» Brief: Your answer must contain only the lines from the one containing "jahtalab: I don't" through the end of the entries below, reproduced character for character.

» Record extracts:

PR #321, opened 2019-07-11
chore(docs): add react integration documentation

jahtalab:


docs/react-integration.asciidoc
```diff
@@ -0,0 +1,97 @@
...
+
+The React integration package provides two approaches to instrumenting your application:
+
+===== Instrumenting application routes
+
+To instrument the application routes, you can use `ApmRoute` component provided in the package. 
+`ApmRoute` creates a transaction that has the path of the `Route` as its name and has `route-change`
+as its type.
+
+NOTE: Currently `ApmRoute` only supports applications using `react-router` library.
```
vigneshshanmugam: link to the react-router lib would be good addition.

docs/react-integration.asciidoc
```diff
@@ -0,0 +1,97 @@
+[[react-integration]]
+=== React integration
+
+This document covers how to use React integration with Real User Monitoring JavaScript agent.
```
vigneshshanmugam:
```suggestion
This section covers how to use Real User Monitoring JavaScript agent on web applications using React library.
```

docs/react-integration.asciidoc
```diff
@@ -0,0 +1,97 @@
...
+----
+
+Then, you should replace `Route` components from the `react-router` library
+with `ApmRoute`. You can use `ApmRoute` in any of the routes that you would like to monitor,
+ therefore, you don't have to change all of your routes:
+
+
+[source,js]
+----
+class App extends React.Component {
```
vigneshshanmugam: nit: change indent size to 2 instead of 4

docs/react-integration.asciidoc
```diff
@@ -0,0 +1,97 @@
...
+import { withTransaction } from '@elastic/apm-rum-react'
+----
+
+
+Then, you can use `withTransaction` to decorate your React components,
+either using the decorator notation:
+
+[source,js]
+----
+@withTransaction('AboutComponent', 'component')
```
vigneshshanmugam: Let's remove the decorator pattern here, Decorators is still at stage 2 and we should not be encouraging people to use that. If we do that, we have to also tell users how to enable that as well. Lets keep it simple and only add function example.

docs/react-integration.asciidoc
```diff
@@ -0,0 +1,97 @@
...
+==== Installing Elastic APM React package
+
+Install the `@elastic/apm-rum-react` package as a dependency to your application:
+
+[source,bash]
+----
+npm install @elastic/apm-rum-react --save
+----
+
+==== Instrumenting your React application
```
bmorelli25: Let's add float tags to these headers. They'll render correctly now, but if we add anchors later on they will break 

```suggestion
[float]
==== Instrumenting your React application
```

docs/react-integration.asciidoc
```diff
@@ -0,0 +1,97 @@
...
+
+The React integration package provides two approaches to instrumenting your application:
+
+===== Instrumenting application routes
```
bmorelli25:
```suggestion
[float]
===== Instrumenting application routes
```

docs/react-integration.asciidoc
```diff
@@ -0,0 +1,97 @@
...
+                />
+                <ApmRoute path="/home" component={HomeComponent} />
+                <Route path="/about" component={AboutComponent} />
+            </div>
+        )
+    }
+}
+----
+
+===== Instrumenting individual React components
```
bmorelli25:
```suggestion
[float]
===== Instrumenting individual React components
```

docs/react-integration.asciidoc
```diff
@@ -0,0 +1,97 @@
...
+
+[source,js]
+----
+class AboutComponent extends React.Component { }
+export default withTransaction('AboutComponent', 'component')(AboutComponent)
+----
+
+
+NOTE: `withTransaction` accepts two parameters, "transaction name" and "transaction type". 
+If these parameters are not provided the defaults documented in <<transaction-api, Transaction API>> will be used.
```
bmorelli25:
```suggestion
If these parameters are not provided, the defaults documented in <<transaction-api, Transaction API>> will be used.
```

docs/index.asciidoc
```diff
@@ -27,4 +27,6 @@ include::./distributed-tracing-guide.asciidoc[]
 
 include::./opentracing.asciidoc[]
 
-include::./release-notes.asciidoc[]
\ No newline at end of file
+include::./release-notes.asciidoc[]
+
+include::./framework-integrations.asciidoc[]
```
bmorelli25: I would like to see this moved elsewhere in the docs. I don't think at the end makes sense. Perhaps after configuraiton?

docs/react-integration.asciidoc
jahtalab: I don't think of it as encouraging people to use it to be honest, it's simply a choice users can make. I've seen plenty of setups that are already using decorators, similar to how most of the syntax in a JSX file is either not standard at all or needs transpiling. I will add a note about on usage thought.

jahtalab: We decide to remove the decorator usage for now, we can revisit once we support typescript.

jahtalab:
Thanks @vigneshshanmugam and @bmorelli25 , I've address the comments!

» Expected answer:
jahtalab: I don't think of it as encouraging people to use it to be honest, it's simply a choice users can make. I've seen plenty of setups that are already using decorators, similar to how most of the syntax in a JSX file is either not standard at all or needs transpiling. I will add a note about on usage thought.

jahtalab: We decide to remove the decorator usage for now, we can revisit once we support typescript.

jahtalab:
Thanks @vigneshshanmugam and @bmorelli25 , I've address the comments!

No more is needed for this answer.